Nana caught me looking at her and smiled. Yep, dimple’s still there. She smelled like sausage and plumeria. I shoved the last bit of breakfast in my mouth. Tata had already finished eating, but was still drinking black coffee and reading the newspaper.
“I need you do me a favor, eh?” Nana was wiping out the iron skillet with a paper towel.
I flicked my eyebrows.
“Stay home and keep an eye on Tatan.” Nana set the skillet on the back burner of the gas stove.
“Why do I have to stay home? I didn’t do anyt’ing.” I slid my feet in my zoris, determined to go to Tumon with my parents. I was hoping I’d see Daphne there. She’d told me Friday night after Catechism that her nana was taking her shopping in Agana for school clothes, and then they’d have lunch at the Chamorro Café in Tumon. I was planning to get our lunch that afternoon and maybe run into her.
“Kiko, please.” Nana twisted her wedding ring. It was a wonder after twenty-eight years being married she hadn’t rubbed it smooth. “We been over this already. Officer Perez said Tatan can’t go to Tumon beach no more. We’re lucky that tourist didn’t press charges.”
“I don’t know why he can’t go. Nobody got killed.”
“Kiko! Officer Perez said the man had to go to the hospital for stitches. It’s costing us plenty mullah for the hospital bill.”
“It was only a scratch.”
Tata crumpled his newspaper. “Enough!” he bellowed. “That man could have been seriously hurt.”

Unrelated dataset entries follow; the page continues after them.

PR #2155, opened 2019-02-28
Remove unnecessary logger exceptions in challenge creation API and worker

RishabhJain2018:


apps/challenges/views.py
```diff
@@ -959,12 +944,9 @@ def create_challenge_using_zip_file(request, challenge_host_team_pk):
                 'error': 'Error in creating challenge. Please check the yaml configuration!'}
             return Response(response_data, status=status.HTTP_400_BAD_REQUEST)
         finally:
-            try:
-                shutil.rmtree(BASE_LOCATION)
-                logger.info('Zip folder is removed')
-            except:
-                logger.exception('Zip folder for challenge {} is not removed from location'.format(challenge.pk,
-                                                                                                   BASE_LOCATION))
+            shutil.rmtree(BASE_LOCATION)
```
deshraj: We should catch this exception. If this operation fails, then we should throw an error, no?

scripts/workers/submission_worker.py
```diff
@@ -216,7 +216,6 @@ def extract_challenge_data(challenge, phases):
         challenge_module = importlib.import_module(CHALLENGE_IMPORT_STRING.format(challenge_id=challenge.id))
         EVALUATION_SCRIPTS[challenge.id] = challenge_module
     except:
-        logger.exception('Exception raised while creating Python module for challenge_id: %s' % (challenge.id))
```
deshraj: We should catch this error, no? We will get an error on sentry if we are not able to start the worker.

RishabhJain2018: I removed it since we can always check it in the worker logs.

apps/challenges/views.py
RishabhJain2018: Sure :)

scripts/workers/submission_worker.py
deshraj: True but this can be really painful when you have a lot of challenges and you launch them using one script that loops all the challenges and launches workers for all the challenges. You will then have to manually do `docker ps` and see which all challenge id is missing from the running containers and then do `docker logs <container_id>`. We can avoid all that by just keep this line, no?

RishabhJain2018: I agree.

I shoved my hands into my jam pockets. “But it’s the last day of vacation.” The last day I’d get a chance to see Daphne alone. “We go to church tomorrow, then back to school Monday.” It was as if by telling me that she was going to the café, Daphne wanted me to come talk to her. I can’t do that at church or school. I get tongue-tied. If I don’t go, she’ll think I don’t like her. She’ll feel like a fool and not have anything to do with me.
“Kiko,” Nana spoke in barely a whisper. “Please. We need you stay here and watch Tatan.” I stared at her rubbing the rose on her ring. Tata had made the ring from a bent spoon he found in the rubble of the Governor’s Palace after it got bombed during World War II. When she worried, Nana rubbed her ring like old women fingered rosaries during novenas. “And try not to argue with him.”
Tata put his hand on my back. He didn’t hug me anymore, so his hand felt warm, yet heavy. “Son, we’re sorry. But we need you to be a man about this.”
I shifted my shoulders away from his hand. That sounded too much like what Sammy had said to me the summer before he left for the air force.
Toughen up. Be a man.
Then Sammy would wrestle me down and tease me about my puny biceps. Well, they weren’t puny any more. But the words sounded strange coming from my tata’s mouth. He usually gave in to me, being the baby in the family.
My parents picked up their metal lunch boxes and left. I stared into space, feeling bummed out about the whole thing, wondering what I could do to salvage the end of Christmas break. It was certain I wouldn’t be seeing Daphne until church.